AWS Day-to-Day Operational Tasks
This guide outlines common daily tasks for a Cloud Engineer or SysOps Administrator working with AWS.
1. Monitoring and Observability
- CloudWatch Dashboards: Review custom dashboards for key metrics like EC2 CPU utilization, RDS connections, and ALB latency.
- Alarms: Check the status of CloudWatch Alarms. Investigate any "In Alarm" states (e.g.,
HighCPU,DiskSpaceLow). - CloudTrail: Review CloudTrail logs for unauthorized API calls or unexpected changes to resources (e.g., a Security Group rule change).
2. Security and Compliance
- Trusted Advisor: Check AWS Trusted Advisor for security recommendations (e.g., "Security Groups - Specific Ports Unrestricted", "IAM Use").

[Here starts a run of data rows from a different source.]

PR #2252, opened 2020-10-26
Updates the joystick docs to include controller mappings for X360 & PS4 controllers

### LINKED ISSUE #1167: Joystick Mapping, Triggers, and SDL2
**Joystick Mapping and SDL_GAMECONTROLLERCONFIG**

I use a Sony Wireless DualShock 4 controller which has a known issue with newer kernel drivers in my Linux Distribution. For some reason the left trigger is reported as the third axis and the right stick's y axis comes up as the fifth.

This unfortunate mapping was a big problem for my current project, an overhead adventure shooter that supports WASD Keyboard+Mouse or dual-stick gamepad controls.

Because of this issue I developed a joystick config dialog that allows users to ensure that the correct axis and direction is used for dual stick games. It asks users to Move Up, Move Right, Aim Up, and then Aim Right, then saves the axis number and direction for each one.

I thought this issue would go away with SDL2 because of the global joystick config file that should be used. Perhaps I haven't set that up properly, or perhaps pygame2 doesn't use it. I'm not sure about the details and I'm offline as I write this. 

Perhaps some documentation regarding SDL_GAMECONTROLLERCONFIG is called for.

**Triggers are not Axes** 
Another thing worth mentioning is pygame's handling of triggers as an axis. It was never an issue until I designed the joystick config dialog, which looped through the available axes and looked for a value +/- some threshold(.15 I think). Triggers, like other axes, report 0 until they are moved for the first time, but unlike other axes, they report +1 or -1 after they get moved.

This caused me quite a lot of trouble until I realized that triggers report 1 instead of 0 when they're unpressed. The first time I opened my joystick config dialog after starting the game everything would be fine because the triggers still reported 0. Once I pulled a trigger to configure it for, say, FireLeftWeapon, the trigger reported +1 instead. The next time I ran the joystick dialog it would get stuck in my AwaitRelease() method because the left trigger's absolute value never dropped below the 'centered' threshold. This effectively hung the game for some apparently inexplicible reason.

This long-winded and likely confusing story can be summarized like this: triggers shouldn't report 0 up until they get pressed, and then report +1 until they get pressed again. This can confuse the crap out of someone. The axis should report values between 0 and 1 instead of between -1 and +1 with '0' hiding somewhere in the middle. This might be an SDL issue and not a pygame issue, but I assume that SDL2 reports triggers differently than regular axes and that pygame can return more appropriate values.

If not, at least document trigger behavior to reduce future hardships.

**To Do To Close:**

- [x] Confirm that joystick triggers (both X360 & PS4) behave the same between 1.9.6 and 2.0.0.dev8.
- [ ] Add documentation on the common pattern/ordering of axes for these popular controllers and their ranges.

**Related Docs:** https://www.pygame.org/docs/ref/joystick.html

MyreMylar:
I added controller mappings for the X360 pad and the PS4 pad because A) they are the controllers I possess and B) I think they are two of the most popular controller models and thus most likely to be useful when setting up defaults.

Fixes #1167

### DIFF
--- a/docs/reST/ref/joystick.rst
+++ b/docs/reST/ref/joystick.rst
@@ -232,6 +232,9 @@ So call one of pygame.event.get, pygame.event.wait, or pygame.event.pump regular
 
       The axis number must be an integer from ``0`` to ``get_numaxes() - 1``.
 
+      When using gamepads both the control sticks and the analog triggers are
+      usually reported as axes.
+
       .. ## Joystick.get_axis ##
 
    .. method:: get_numballs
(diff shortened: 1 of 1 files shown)


illume (approved):
👍 thanks.

PR #2253, opened 2020-10-26
Documents that integers underlying key code constants differ between Pygame 1 & 2

### LINKED ISSUE #1128: SDL2: constant keyboard IDs different.
**Probably not a high priority issue, but one found by someone in a real game...**

They were storing the numeric ids, rather than using constants. This meant when they loaded their game the arrow keys were not working.

This can happen when saving keyboard preferences, but saving the numeric ids.

Doing this:
- UP = 273

Instead of this:
- UP = `pygame.K_UP`

Results in the error. Also, if `pygame.K_UP` is saved to a file as 273 with pygame SDL1, and then loaded from disk with SDL2 there will be a problem.

```python
>>> import pygame
pygame 1.9.6
>>> pygame.K_UP
273
```

```python
>>> import pygame
pygame 2.0.0.dev2 (SDL 2.0.9, python 2.7.16)
>>> pygame.K_UP
1073741906

```

A fix might be to use SDL1 constants where possible, but first do a mapping to SDL2 constant numbers. I'm not sure if this is possible however. Additionally, maybe the constants can be turned into some sort of object which is a bit smarter than an integer.

**To Do**
- [ ] Document that key identifier ints differ between SDL 1 & SDL 2. 

**Related Docs:** 
https://www.pygame.org/docs/ref/key.html

MyreMylar:
Fixes #1128

### DIFF
--- a/docs/reST/ref/key.rst
+++ b/docs/reST/ref/key.rst
@@ -36,7 +36,9 @@ The ``pygame.KEYDOWN`` event has the additional attributes ``unicode`` and
 .. _key-constants-label:
 
 The following is a list of all the constants (from :mod:`pygame.locals`) used to
-represent keyboard keys.
+represent keyboard keys. These integers underlying these key code constants differ
+between pygame 1 and 2 and should not be used directly if you need your code to be
+portable between the two major versions.
 
 ::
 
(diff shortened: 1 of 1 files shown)


illume:
@MyreMylar I tried some different wording here. Feel free to revert back if you don't like it.

MyreMylar:
Looks good to me, I was probably being a bit programmer speak :)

- IAM Management: Rotate IAM access keys that are older than 90 days. Ensure MFA is enabled for all users with console access.

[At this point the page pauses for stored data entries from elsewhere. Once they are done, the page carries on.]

PR #2254, opened 2020-10-26
Sets SDL Hint for hidden mouse cursor at window edges when full screen

### LINKED ISSUE #1479: Mouse pointer with mouse.set_visible(False) appears at screen edges when using SCALED flag & scaled desktop
Reported by AtlasDiseaseToday on discord. 

> Found an issue with Pygame 2.0.0.dev6 on Windows 10 in which after calling pygame.mouse.set_visible(False) the mouse sometimes appears (seemingly at random) when moving the mouse (I noticed this happens more when the mouse's x position is at 0).

**Related Docs:** https://www.pygame.org/docs/ref/mouse.html#pygame.mouse.set_visible

MyreMylar:
It's SDL_HINT_WINDOW_FRAME_USABLE_WHILE_CURSOR_HIDDEN. Set it to 0 while we are fullscreen with a hidden mouse cursor, and back to '1' otherwise.

fixes #1479 

Test Case (must have windows desktop scaled to something other than 100%):
```python
import pygame

pygame.init()
window_surface = pygame.display.set_mode((1920, 1080), flags=pygame.FULLSCREEN | pygame.SCALED)

background = pygame.Surface((1920, 1080))
background.fill(pygame.Color('#fb8691'))

fake_cursor = pygame.Surface((32, 32))
fake_cursor.fill(pygame.Color('#88CA99'))

pygame.mouse.set_visible(False)
while True:
        if event.type == pygame.QUIT:
            pygame.quit()
            pygame.quit()

    window_surface.blit(background, (0, 0))

    window_surface.blit(fake_cursor, pygame.mouse.get_pos())
    pygame.display.update()
```

You may also want to set the screen resolution to your normal monitor resolution. Anyway with that in place when I move the cursor to the edges of the screen and push at the edges the mouse cursor will flicker in and out of visibility.

### DIFF
--- a/src_c/mouse.c
+++ b/src_c/mouse.c
@@ -160,7 +160,7 @@ mouse_get_pressed(PyObject *self, PyObject *args, PyObject *kwargs)
     PyTuple_SET_ITEM(tuple, 0, PyBool_FromLong((state & SDL_BUTTON_LMASK) != 0));
     PyTuple_SET_ITEM(tuple, 1, PyBool_FromLong((state & SDL_BUTTON_MMASK) != 0));
     PyTuple_SET_ITEM(tuple, 2, PyBool_FromLong((state & SDL_BUTTON_RMASK) != 0));
-    
+
     if (num_buttons == 5) {
         PyTuple_SET_ITEM(tuple, 3, PyBool_FromLong((state & SDL_BUTTON_X1MASK) != 0));
         PyTuple_SET_ITEM(tuple, 4, PyBool_FromLong((state & SDL_BUTTON_X2MASK) != 0));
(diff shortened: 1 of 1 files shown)


MyreMylar:
Looks like the mac travis build just fell asleep at the end there.

illume:
I added your test case from the issue: #1479 Is that right?

It's been tested on windows already? I can try to reproduce on Ubuntu/Mac if the test case is the one I should use.

illume:
I can't reproduce the problem on Mac.

MyreMylar:
Yeah its been tested it on windows and it fixed the issue. I don't really know what the desktop scaling situation is like on other platforms or whether this bug was happening there at all. The OSes all have different windowing and mouse behaviour too so who knows.

It at least shouldn't do any harm on linux or mac.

- Patching: Use AWS Systems Manager (SSM) Patch Manager to verify compliance of EC2 instances and schedule maintenance windows for OS updates.
3. Cost Optimization
- Cost Explorer: Review daily spend in Cost Explorer. Filter by "Service" to see what is driving costs. Look for anomalies.
- Unused Resources: Identify and delete unattached EBS volumes, unassociated Elastic IPs, and idle Load Balancers.

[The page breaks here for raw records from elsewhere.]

Issue #2241, opened 2020-10-23
pygame window not repainting itself from window damage events


xandark:
### Environment:

Operating system: Linux - KDE neon
Python version: 3.8.5
SDL version: 2.0.12
PyGame version: 2.0.0.dev22
Relevant hardware: n/a

### Current behavior:

With my personal game and some of the included pygame examples, the pygame window's background does not repaint when another window is brought in front temporarily. When I run either...

python3 -m pygame.examples.aliens
python3 -m pygame.examples.blend_fill

...and I bring an arbitrary window in front of the game window, and then bring the game window to the front again, the game window doesn't repaint its background; you see the objects drawing on the garbage of the previous window's contents.

### Expected behavior:

The same behavior as pygame 1.9.6 is expected: it repaints the background from window damage events.

### Screenshots

![pygame window not repainting itself](https://user-images.githubusercontent.com/5048913/97061806-0f66ea00-154d-11eb-824f-acbdffe3004c.png)

### Steps to reproduce:

python3 -m pygame.examples.blend_fill
Bring a window in front of the pygame window, then move it away. The pygame window doesn't repaint.

tags: screen, update, updating, repaint, corrupted

ankith26:
Woah, even im getting some weird (related) issues on my pi, when I run aliens or blend_fill. 
Not only is it not repainting the screen, its also giving some sudden crashes and things from other windows are being drawn into the pygame window.

This does not happen on my other pygame app (which does not use things like alpha blit), which leads me to believe that this is an effect of #2213 )

MyreMylar:
I suspect this may be related to using `pygame.display.update(rects)`

MyreMylar:
Just confirmed that this doesn't happen on windows. It's not solely `pygame.display.update(rects)` because the `blend_fill` example doesn't use that - however `blend_fill` also doesn't update the screen unless you press a key.

MyreMylar:
New idea someone who can build pygame and uses linux regularly might want to try, sticking:

```
SDL_SetHint(SDL_HINT_VIDEO_X11_NET_WM_BYPASS_COMPOSITOR, "0")
```

Somewhere in the pygame C code (test it in initialization?), to see if it has any effect on this. It looks like that X11 hint is enabled by default in SDL for all apps, but it appears to be intended only for full screen apps so if it is related we might want to turn it on and off in the correct places in `set_mode()` and `toggle_fullscreen()`.

MyreMylar:
Details on the hint:

[...]

PR #2255, opened 2020-10-27
Sets SDL Hint to bypass the x11 compositor based on fullscreen state

MyreMylar:
Previously this hint, new in pygame 2, always defaulted to 'on' and may be causing some issues with windowed apps using x11.

This is related to #2241 but whether it fixes it is untested as I am unable to reproduce the issue on my available platforms.


MyreMylar:
I don't think it is a good idea to merge this as it is as the issue seems to only affect KDE linux and some windowed apps may want to run with the compositor disabled. 

I think ultimately we have to push this compositor decision out to the person making the app and document it. At least we know what it is now though.

PR #2265, opened 2020-10-28
Experimental markings in the docs, remove docscomments.json file.

illume:
Anything that isn't fully tested, where the API is unclear or might need improving can be marked experimental to warn users of potential change.

Also remove the docscomments.json file, since it's not really something we should distribute.


MyreMylar (approved):
Looks good 👍

PR #2266, opened 2020-10-28
Environment variables docs

### LINKED ISSUE #1364: environment variables documentation
We should document the SDL environment variables, and also the pygame ones.

MyreMylar:
A start on some environment variable documentation. I want to expand from here if it seems reasonable. This is how it looks built locally. 

**Current look:**

image

Fixes #1364


MyreMylar:
Did some reformatting to the list and added more details on different ways to set environment variables.

MyreMylar:
Added a few SDL environment variables that get used fairly frequently.

illume (approved):
Great :)

PR #2269, opened 2020-10-28
Change opaque surface test to use SDL_ISPIXELFORMAT_ALPHA() macro

MyreMylar:
This is because if a destination surface has no pixel alpha and surface alpha is set on it it's blend mode will no longer be SDL_BLENDMODE_NONE.

However, we still want to treat it as an opaque destination surface from the blitter's perspective because it will have 0 pixel alpha and we can't use the optimised 'no surface alpha' blitter which assumes two surfaces with pixel alpha to do it's thing.

This fixes the menu bug in FlyBoy.


illume (approved):
👍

- Spot Instances: Check if non-critical workloads running on On-Demand instances can be moved to Spot Instances for savings.
4. Backup and Recovery
- AWS Backup: Verify that daily backup jobs (for EBS, RDS, DynamoDB, EFS) completed successfully via the AWS Backup console.
- Snapshot Lifecycle: Ensure old snapshots are being deleted according to the retention policy to manage storage costs.
5. Support and Troubleshooting
- Support Center: Check the status of any open support cases with AWS Support.
- Personal Health Dashboard: Check for any scheduled maintenance events (e.g., EC2 hardware maintenance) that might affect your resources.